I've seen this claim several places:

If a shark stops swimming it will die. (from wikianswers, alongside contradictory text)

[I]f they do not swim, then they will have no oxygen and they will drown. (from ask.com)

Do sharks drown and die if they stop swimming?

1 Answer 1


In general no, but there are some species of sharks that require movement to circulate water over their gills. NOVA had this question addressed to Dr. Samuel "Sonny" Gruber who responded as follows:

NOVA: Do sharks have to keep swimming to breathe?

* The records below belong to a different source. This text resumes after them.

PR #5456, opened 2022-10-08
Create top_k_categorical_accuracy

hrak99:
Tensorflow metric top_k_categorical_accuracy

### DIFF
--- a/ivy/functional/ivy/linear_algebra.py
+++ b/ivy/functional/ivy/linear_algebra.py
@@ -2320,15 +2320,19 @@ def vander(
 @handle_nestable
 @handle_exceptions
 def vector_to_skew_symmetric_matrix(
-    vector: Union[ivy.Array, ivy.NativeArray], /, *, out: Optional[ivy.Array] = None
+    vector: Union[ivy.Array, ivy.NativeArray], 
+    /, 
+    *, 
+    out: Optional[ivy.Array] = None
 ) -> ivy.Array:
-    """Given vector, return the associated skew-symmetric matrix
-    `[reference] <https://en.wikipedia.org/wiki/Skew-symmetric_matrix#Cross_product>`_
+    """Given vector, return the associated `Skew-symmetric matrix
+        <https://en.wikipedia.org/wiki/Skew-symmetric_matrix#Cross_product/>`_.
+
 
     Parameters
     ----------
     vector
-        Vector to convert *[batch_shape,3]*.
+        Vector to convert *(batch_shape,3)*.
     out
         optional output array, for writing the result to. It must have a shape that the
         inputs broadcast to.
@@ -2336,7 +2340,7 @@ def vector_to_skew_symmetric_matrix(
     Returns
     -------
     ret
-        Skew-symmetric matrix *[batch_shape,3,3]*.
+        Skew-symmetric matrix *(batch_shape,3,3)*.
 
 
     Both the description and the type hints above assumes an array input for simplicity,


hrak99:
I don't know why it's giving 

TypeError: one_hot() got some positional-only arguments passed as keyword arguments: 'depth'.

hrak99 (commented):
Don't know why this error is generated!
TypeError: one_hot() got some positional-only arguments passed as keyword arguments: 'depth'.

hrak99:
Waiting for your reply,:)

hrak99:
Error
Kindly assist, :).

hrak99 (commented):
Error
Kindly assist, :).

hrak99 (commented):
Error
with output, :)

Nightcrab:
```
y_true = ivy.one_hot(y_true,3)
```
You don't need to create a one-hot here because `y_true` should already be a one-hot according to tensorflow documentation.

```
accuracy = topk/len(y_true)
```

The return value should not be a scalar, but a Tensor of floats which are 0 or 1 depending on whether the ground truth was in the top K of predictions.

I would suggest reading the following:

TF docs: https://www.tensorflow.org/api_docs/python/tf/keras/metrics/top_k_categorical_accuracy
`top_k_categorical_accuracy` source: https://github.com/keras-team/keras/blob/v2.10.0/keras/metrics/metrics.py#L3678-L3706
`sparse_top_k_categorical_matches` source: https://github.com/keras-team/keras/blob/b80dd12da9c0bc3f569eca3455e77762cf2ee8ef/keras/utils/metrics_utils.py#L976

Then cross-check with them that your function at least in theory has the same behaviour.

hrak99 (commented):
Kindly assist, :)

hrak99 (commented):
Stuck

Nightcrab:
At the moment, you are neglecting to do an ```ivy.argmax``` on `y_true` to extract the target classes. You can just insert a

```
y_true = ivy.argmax(y_true,axis=-1)
```

It will behave like this:

```
x = ivy.array([[0, 0, 1], [0, 1, 0]])
print(ivy.argmax(x, axis=-1))
# > ivy.array([2,1])
```

Near the top of the function to correct this.

Regarding this subfunction:

```
def _top_k(input, topk):
            x = ivy.array(input)
            sort = ivy.argsort(x, descending=True)
            topk = min(x.shape[-1], topk)

            # Safety check for equal values
            result = []
            for ind, li in enumerate(sort):
                temp = [x[ind, _] for _ in li[:topk]]
                result.append(temp)

            return ivy.array(result)

        top_k = _top_k(predictions, topk)

        labels = ivy.shape(predictions)[1]
        # float comparison?
        return ivy.array(
            [
                (
                        0 <= res < labels
                        and ivy.min(top_k[ind] - predictions[ind, res]) <= 1e-9
                )
                for ind, res in enumerate(targets)
            ]
        )
```

This is excessively complicated for what it does, which may be why you are having difficulty debugging it. 

If you simply want to trim one axis of the array to a certain size, you can use `ivy.gather`:

```
x = ivy.array([[1, 2, 3, 4], [1, 2, 3, 4]])
y = ivy.array([[0,1]])
ivy.gather(x, y, axis=-1, out=x)
print(x)

# > ivy.array([[[1, 2]],
#             [[1, 2]]])
```

you can use this to extract the top K values in the predictions. After that, you just need to create the float array of `0` and `1` depending on if a target value is `in` the trimmed and sorted prediction.

As a side note, I would avoid using `enumerate` on ivy Arrays just because this isn't well documented.

hrak99:
> At the moment, you are neglecting to do an `ivy.argmax` on `y_true` to extract the target classes. You can just insert a
> 
> ```
> y_true = ivy.argmax(y_true,axis=-1)
> ```
> 
> near the top of the function to correct it.
> 
> It will behave like this:
> 
> ```
> x = ivy.array([[0, 0, 1], [0, 1, 0]])
> print(ivy.argmax(x, axis=-1))
> # > ivy.array([2,1])
> ```
> 
> Regarding this subfunction:
> 
> ```
> def _top_k(input, topk):
>             x = ivy.array(input)
>             sort = ivy.argsort(x, descending=True)
>             topk = min(x.shape[-1], topk)
> 
>             # Safety check for equal values
>             result = []
>             for ind, li in enumerate(sort):
>                 temp = [x[ind, _] for _ in li[:topk]]
>                 result.append(temp)
> 
>             return ivy.array(result)
> 
>         top_k = _top_k(predictions, topk)
> 
>         labels = ivy.shape(predictions)[1]
>         # float comparison?
>         return ivy.array(
>             [
>                 (
>                         0 <= res < labels
>                         and ivy.min(top_k[ind] - predictions[ind, res]) <= 1e-9
>                 )
>                 for ind, res in enumerate(targets)
>             ]
>         )
> ```
> 
> This is overly complicated for what it does, which may be why you are having difficulty debugging it.
> 
> If you simply want to trim one axis of the array to a certain size, you can use `ivy.gather`:
> 
> ```
> x = ivy.array([[1, 2, 3, 4], [1, 2, 3, 4]])
> y = ivy.array([[0,1]])
> ivy.gather(x, y, axis=-1, out=x)
> print(x)
> 
> # > ivy.array([[[1, 2]],
> #             [[1, 2]]])
> ```
> 
> you can use this to extract the top K values in the predictions, by passing an array like `[[0,1...k]]`. After that, you just need to create the float array of `0` and `1` depending on if a target value is `in` the trimmed and sorted prediction.
> 
> As a side note, I would avoid using `enumerate` on ivy Arrays just because this isn't well documented.

thanks for the comprehensive response.

hrak99:
The same code is working very well without using y_true = tf.argmax(y_true,axis=-1). I have just made changes in 
def sparse_top_k_categorical_accuracy(y_true, y_pred, k=5): function
original function:
 matches = tf.cast(
        tf.math.in_top_k(
            predictions=y_pred, targets=tf.cast(y_true, "int32"), k=k
        ),
        dtype=backend.floatx(),
    )
Revised:-
matches = tf.cast(
        tf.math.in_top_k(
            predictions=tf.cast(y_pred,"float32"), targets=tf.cast(y_true, "int32"), k=k
        ),
        dtype=tf.keras.backend.floatx(),
    )
[top_k_Cat_Acc.pdf](https://github.com/unifyai/ivy/files/9769653/top_k_Cat_Acc.pdf)

hrak99 (commented):
I have also left a comment in the 
[top_k_Cat_Acc.pdf](https://github.com/unifyai/ivy/files/9769691/top_k_Cat_Acc.pdf)
conversation. Please see it.

Nightcrab:
> The same code is working very well without using y_true = tf.argmax(y_true,axis=-1). I have just made changes in def sparse_top_k_categorical_accuracy(y_true, y_pred, k=5): function original function: matches = tf.cast( tf.math.in_top_k( predictions=y_pred, targets=tf.cast(y_true, "int32"), k=k ), dtype=backend.floatx(), ) Revised:- matches = tf.cast( tf.math.in_top_k( predictions=tf.cast(y_pred,"float32"), targets=tf.cast(y_true, "int32"), k=k ), dtype=tf.keras.backend.floatx(), ) [top_k_Cat_Acc.pdf](https://github.com/unifyai/ivy/files/9769653/top_k_Cat_Acc.pdf)

you can use three backticks \`\`\` to create a codeblock.


> I have also left a comment in the [top_k_Cat_Acc.pdf](https://github.com/unifyai/ivy/files/9769691/top_k_Cat_Acc.pdf) conversation. Please see it.

There are many comments in this pdf. If you want to tell me something you can send it in the PR conversation.

Regarding `sparse_top_k_categorical_matches`, this is originally a utility function in TF and shouldn't be exposed in the frontend.

If the code is working very well, then I can review it once the tests are passing.

hrak99 (commented):
Still facing errors but I think I have found out the reasons to solve them.

Looking forward to your assistance, :)

Nightcrab:
That input from the test looks valid to me. If you're getting a StridedSlice error it will be due to a use of ```[]``` array indexing for example if you take an index of a 0-dimensional array. `argmax` is one function that removes one dimension of an array and can result in a 0D array.

I noticed the current version of the code has an `argmax` but it is in the wrong place. It should be placed in front of the reshaping code.

```
result = []
    for ind, li in enumerate(sort):
        temp = [x[ind, _] for _ in li[:topk]]
        result.append(temp)
return ivy.array(result)
```
Converting a 2D list of ivy arrays to an ivy array will result in an exception with torch backend. 1D lists work however, so you can resolve this by making `temp` an ivy array. You should also add `dtype="float32"` to this line and the return as well to avoid unexpected int casts.

```
output =  ivy.array(
            [
                (
                    0 <= targets[i] < labels and ivy.min(top_k[i] - predictions[i,targets[i]]) <= 1e-9
                )
                for i in range(len(targets))
            ]
        )
```

Creating an array of booleans is a bad idea, but also unnecessary. Instead of comprehending the array again you should just do

```
return ivy.array(
            [
                1 if (
                    0 <= targets[i] < labels and ivy.min(top_k[i] - predictions[i,targets[i]]) <= 1e-9
                ) else 0
                for i in range(len(targets))
            ]
        )
```

There are some things that should be changed with the hypothesis test as well.

`helpers.dtype_and_values` produces a list of arrays, not an array itself, so you'll want to pass `x[0]` and `y[0]` instead of `x` and `y`, and set `min_num_dims` to 2.

`k`'s min value should be 1.

hrak99:
> That input from the test looks valid to me. If you're getting a StridedSlice error it will be due to a use of `[]` array indexing for example if you take an index of a 0-dimensional array. `argmax` is one function that removes one dimension of an array and can result in a 0D array.
> 
> I noticed the current version of the code has an `argmax` but it is in the wrong place. It should be placed before the reshaping code.
> 
> ```
> result = []
>     for ind, li in enumerate(sort):
>         temp = [x[ind, _] for _ in li[:topk]]
>         result.append(temp)
> return ivy.array(result)
> ```
> 
> Converting a 2D list of ivy arrays to an ivy array will result in an exception with torch backend. 1D lists work however, so you can resolve this by making `temp` an ivy array. You should also add `dtype="float32"` to this line and the return as well to avoid unexpected int casts.
> 
> ```
> output =  ivy.array(
>             [
>                 (
>                     0 <= targets[i] < labels and ivy.min(top_k[i] - predictions[i,targets[i]]) <= 1e-9
>                 )
>                 for i in range(len(targets))
>             ]
>         )
> ```
> 
> Creating an array of booleans is a bad idea, but also unnecessary. Instead of comprehending the array again you should just do
> 
> ```
> return ivy.array(
>             [
>                 1 if (
>                     0 <= targets[i] < labels and ivy.min(top_k[i] - predictions[i,targets[i]]) <= 1e-9
>                 ) else 0
>                 for i in range(len(targets))
>             ]
>         )
> ```
> 
> There are some things that should be changed with the hypothesis test as well.
> 
> `helpers.dtype_and_values` produces a list of arrays, not an array itself, so you'll want to pass `x[0]` and `y[0]` instead of `x` and `y`, and set `min_num_dims` to 2.
> 
> `k`'s min value should be 1.

thanks a lot. This will suffice to pass the tests, :). I have removed the enumerate function but i think due to a conflict with, ivy/functional/frontends/tensorflow/layers.py; is it showing the latest code?

Nightcrab:
For some reason the code in that quote was from an old version, probably a mistake on my end.

hrak99:
tensorflow.python.framework.errors_impl.InvalidArgumentError: cannot compute InTopKV2 as input #0(zero-based) was expected to be a float tensor but is a bfloat16 tensor [Op:InTopKV2]

That type of error I removed or made changes in the main code (already shared).

Now, why the y_pred is showing in bfloat16,
y_true = <tf.Tensor: shape=(1,), dtype=int64, numpy=array([0])>
y_pred = <tf.Tensor: shape=(1, 1), dtype=bfloat16, numpy=array([[0]], dtype=bfloat16)>

Nightcrab:
bfloat16 is one of the float types returned by the helper. You can do something like

```
assume("bfloat16" not in input_dtype)
```

to skip those test cases.

hrak99 (commented):
Now everything is working except that dtype error.

hrak99 (commented):
errors related to double or half tensors are gone due to skipping tests. but now facing a new errors related to  AssertionError
maybe i'm not doing the skip test properly as i declared two separate arrays or something else....

Nightcrab:
The Assertion errors will be related to the logic of the frontend function. If you run the function on the falsifying inputs, is the behaviour consistent (and incorrect)?

Nightcrab:
You took `ivy.min` over the wrong axis. You can't take it over a dimension of size 0. 

Also, it would be better to keep the commit messages short and write comments in the thread (even if the commits get squashed in the end).

hrak99:
> You took `ivy.min` over the wrong axis. You can't take it over a dimension of size 0. Probably, you wanted to take it over the -1 axis which has size 3.
> 
> Also, it would be better to keep the commit messages short and write comments in the thread (even if the commits get squashed in the end).

but if i use with np.min(same code), there is no problem. Why?

Nightcrab:
I have just tested the current commit relacing `ivy.min` with `numpy.min` and cannot reproduce what you mentioned (no errors). Are you sure that was the only local change you made?

As for why the error is occurring, it is because you have perfored `argmax` twice:

```
return sparse_top_k_categorical_matches(
        ivy.argmax(y_true, axis=-1), y_pred, k
    )
```

```
targets = ivy.argmax(targets,axis=-1)
```

it looks like perhaps you forgot to remove the second one during a refactor and this is creating a 0D array with some test cases.

hrak99:
> I have just tested the current commit relacing `ivy.min` with `numpy.min` and cannot reproduce what you mentioned (no errors). Actually, it returns the same error still. Are you sure that was the only local change you made?
> 
> As for why the error is occurring, it is on closer inspection because you have performed `argmax` twice:
> 
> ```
> return sparse_top_k_categorical_matches(
>         ivy.argmax(y_true, axis=-1), y_pred, k
>     )
> ```
> 
> ```
> targets = ivy.argmax(targets,axis=-1)
> ```
> 
> it looks like perhaps you forgot to remove the second one during a refactor and this is creating a 0D array with some test cases.

If I used only the last one (argmax), then the Error: The truth value of an array with more than one element is ambiguous. Use a.any() or a.all()

hrak99:
I have rerun with or without using argmax in the beginning (using NumPy and TensorFlow operations), the code is working without a hitch. I don't know why I'm stuck. It's taking a lot of time even on small query, :)

hrak99:
There is sign regarding conflict related to the branch. I hope you are receiving the new commit code every time. I will try and commit & push the code again in either condition (solved or unsolved).

hrak99 (commented):
this error means dealing with empty array, which I think. But as i said implementing with NumPy and TensorFlow, there is no problem even with or without calling argmax twice too.

Nightcrab:
> But as i said implementing with NumPy and TensorFlow, there is no problem even with or without calling argmax twice too.

You said as such but I'm not sure what that code looks like. It also doesn't make much sense that you could call argmax between 0 and 2 times on the inputs without affecting the function output. Even so, ivy frontend functions shouldn't use hardcoded backend functions so you will have to make the ivy version of the code work either way.

> If I used only the last one (argmax), then the Error: The truth value of an array with more than one element is ambiguous. Use a.any() or a.all()

You get that error because the other one is resolved (no more 0D array) so this is just a different problem. 

It arises from a non scalar comparison in this code:
```
0 <= targets[i] and targets[i] < labels and ivy.min((top_k[i] - predictions[i,targets[i]])) <= 1e-9)
```

For example, ``[1,5] < 3`` will return the array ``[True,False]`` and similarly, ``[True, False] and [False, False]`` resolves to ``[False,False]``. As I understood with your code, this is just meant to resolve to a single boolean, so there is a problem with some preceding logic which is not reducing the arrays correctly.

Regarding the merge conflict, I would recommend regularly merging master into your fork to stay up to date. In some cases there will be a bug with Ivy that gets resolved in the latest version of master. For example, you are still working with a version of master where there was a mistake in the ``ivy.gather`` code.

hrak99:
> > But as i said implementing with NumPy and TensorFlow, there is no problem even with or without calling argmax twice too.
> 
> You said as such but I'm not sure what that code looks like. It also doesn't make much sense to me that one could call argmax between 0 and 2 times on the inputs and not affect the function output. Even so, ivy frontend functions shouldn't use hardcoded backend functions so you will have to make the ivy version of the code work either way.
> 
> > If I used only the last one (argmax), then the Error: The truth value of an array with more than one element is ambiguous. Use a.any() or a.all()
> 
> You get that error because the other one is resolved (no more 0D array) so this is just a different problem.
> 
> It arises from a non scalar comparison in this code:
> 
> ```
> 0 <= targets[i] and targets[i] < labels and ivy.min((top_k[i] - predictions[i,targets[i]])) <= 1e-9)
> ```
> 
> For example, `[1,5] < 3` will return the array `[True,False]` and similarly, `[True, False] and [False, False]` resolves to `[False,False]`. As I understood with your code, this is just meant to resolve to a single boolean, so there is a problem with some preceding logic which is not reducing the arrays correctly.
> 
> Regarding the merge conflict, I would recommend regularly merging master into your fork to stay up to date. In some cases there will be a bug with Ivy that gets resolved in the latest version of master. For example, you are still working with a version of master where there was a mistake in the `ivy.gather` code.

you understand correctly. so give me any advice to finish it.

hrak99 (commented):
I removed that part ivy.min((top_k[i] - predictions[i,targets[i]])) <= 1e-9 to see any further errors. Now it's giving different errors which I don't know yet. I don't know about the falsified inputs. kindly check both files, so at least could figure out something. If I used assume command to ignore some dtypes then, some errors are like half or double tensor is not required.

Nightcrab:
For reference, the previous comment I made was written based on [ec1bc5d] though I see you just pushed [db23d25].

hrak99:
> For reference, the previous comment I made was written based on [[ec1bc5d](https://github.com/unifyai/ivy/commit/ec1bc5d0ee3ec9afccf57215e363a4344c2c348e)] though I see you just pushed [[db23d25](https://github.com/unifyai/ivy/commit/db23d259454240ef2547b1cdfcbc9162908cf428)]. The suggestions may still be helpful.

Sorry for bothering you again and again, :). I think, it's not a difficult task at all but maybe things take time in the beginning, :)

hrak99:
Yes, these suggestions are very helpful and I will let you know.  thanks

hrak99 (commented):
if i change the y_true and y_pred to define x and y values, then receive  ValueError: zero-size array to reduction operation minimum which has no identity. I will try to send you another file regarding that change in the test layer.

hrak99:
I would like to ask about " Regarding the merge conflict, I would recommend regularly merging master into your fork to stay up to date. In some cases there will be a bug with Ivy that gets resolved in the latest version of master. For example, you are still working with a version of master where there was a mistake in the ivy.gather code. "
if i update syn fork option as it is telling discard 16 commits, then that conflict will be resolved. last time i updated or sync the fork, the previous work was gone and i have to do all the process from the start like first selecting the issue and then so on

Nightcrab:
You will need to perform a merge using `git merge` on local and then push to the fork. (syncing fork is not what you want, as that will destroy any unmerged changes).

The hypothesis test looks fine to me, though `layers.py` is essentially the same as it was last time I code reviewed, so my previous advice on how to deal with the error
```
ValueError: zero-size array to reduction operation minimum
``` 
stands.

ivy/functional/frontends/tensorflow/layers.py
```diff
@@ -0,0 +1,94 @@
...
+def top_k_categorical_accuracy(y_true, y_pred, k):
+    #y_pred = ivy.astype(y_pred,'float32')
+    #y_true = ivy.one_hot(y_true,3)
+    #assert(ivy.astype!="bfloat16")
+    #assert(ivy.astype!="float16")
+    #assert(ivy.astype!="float64")
+    #assert (ivy.astype != "int8")
+    #assert(ivy.astype=='float32')
+    def in_top_k(targets, predictions, topk):
+        targets = ivy.argmax(targets,axis=-1)
```
Nightcrab, line 16: Remove this line

ivy/functional/frontends/tensorflow/layers.py
```diff
@@ -0,0 +1,94 @@
...
+
+        top_k = _top_k(predictions, topk)
+
+        labels = ivy.shape(predictions)[1]
+        # float comparison?
+
+
+        values_store = []
+        #print ('targets',targets)
+        targets = ivy.array([targets])
```
Nightcrab, line 40: Replace with 
```
targets = ivy.array(targets)
```

ivy/functional/frontends/tensorflow/layers.py
```diff
@@ -0,0 +1,94 @@
...
+        y_true_org_shape = ivy.shape(y_true)
+        y_true_rank = y_true.ndim
+        y_pred_rank = y_pred.ndim
+
+        # y_pred shape to (batch_size, num_samples), y_true shape to (num_samples,)
+        if (y_true_rank is not None) and (y_pred_rank is not None):
+            if y_pred_rank > 2:
+                y_pred = ivy.reshape(y_pred, shape=[-1, y_pred.shape[-1]])
+            if y_true_rank > 1:
+                reshape = True
```
Nightcrab, line 79: change to
```
reshape_matches = True
```

ivy_tests/test_ivy/test_frontends/test_tensorflow/test_layers.py
```diff
@@ -0,0 +1,93 @@
...
+        frontend="tensorflow",
+        fn_tree="keras.metrics.top_k_categorical_accuracy",
+        y_true=x,
+        y_pred=y,
+        k = k
+    )
+
+
+x = ivy.array([[0,0,1],[0, 1, 0]],dtype="float32")
+y = ivy.array([[0.1, 0.9, 0.8],[0.05, 0.95, 0]],dtype='float32')
```
Nightcrab, line 91: Once the other changes are made, try running this test.

Nightcrab (changes requested):

Nightcrab:
By the way, ``ivy.top_k`` was added to ivy recently, so you might find that useful.

hrak99:
> By the way, `ivy.top_k` was added to ivy recently, so you might find that useful.

not available to me, maybe didn't merge properly.

ivy_tests/test_ivy/test_frontends/test_tensorflow/test_layers.py
hrak99: > Once the other changes are made, try running this test case.

passed the test on this test case. otherwise running the main function test, raises ivy.exceptions.IvyBackendException: tensorflow: argmax: 'numpy.ndarray' object has no attribute 'numpy'

hrak99 (commented):
I tried to merge all the three files like ivy and two ivy_tests files. On ivy, it says it has already merged but the other two files were updated in that process.

Nightcrab:
I can't really help you with merging, but there's probably reasonable guides out there.

hrak99:
Did you see the code?

Nightcrab:
Yeah the changes look good, at least the function runs now. But the hypothesis tests are the next step.

hrak99 (commented):
During the commit, I selected only the relevant files. Though some were showing as modified but ignored them.

hrak99:
would Rebase help to resolve the branch conflict? merge option is giving unable to save uncommitted changes during update

Nightcrab:
You may be able to merge more easily by removing all changes, merging, then recommitting the changes post-merge. This would just be removing the functions and hypothesis tests, committing, merging (on local), adding them back then committing and publishing to fork.

hrak99 (commented):
Still facing issues when clicking to project update in the git options.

Gruber: Several species do, including hammerheads and mackerel sharks. Typically, pelagic sharks that never encounter the bottom are adapted to swim all their lives. But the vast majority of sharks have a buccal (mouth) pump and are not so-called "obligate ram ventilators." (Ram ventilators like hammerheads and great whites must swim to pass water over their gills.) So the answer is no, emphatically. There are even some sharks with spiracles, holes on the top of their head that allow water to enter their gill chambers when the mouth is on the bottom.

This is corroborated by science and educational websites online as well as in the biology textbooks such as "Biology of Sharks and Their Relatives, Second Edition."

Wobbegong shark lying on the bottom of the ocean

The Wobbegong shark, a member of the carpet sharks family. As an ambush predator, the Wobbegong shark demonstrates this behavior by lying in wait on the ocean floor among rocks and other materials waiting for smaller fish to swim closer.

  • mind that needing waterflow doesn't mean they have to swim. They could be stationary in flowing water instead...
    – jwenting
    Commented Aug 27, 2013 at 15:26
  • 1
    As a wonderful example, see the Wobbegong shark - which sits on the bottom, camouflaged, waiting motionless awaiting its prey.
    – Rory Alsop
    Commented Aug 28, 2013 at 8:43
  • @RoryAlsop Ah! Good one!
    – rjzii
    Commented Aug 28, 2013 at 13:21
  • But it seems there are some sharks that would (Great whites and hammerheads)
    – Chad
    Commented Aug 28, 2013 at 18:40
  • I think, although science has long believed certain sharks needed constant movement, I remember a few instances (very rare) where this has been found not entirely true! ack.net/sharks080510.html and sharkwatchsa.com/en/blog/category/482/post/1099/… What I really want to find is the article where the great whites were found sleeping in some underwater cave, but I can't!!!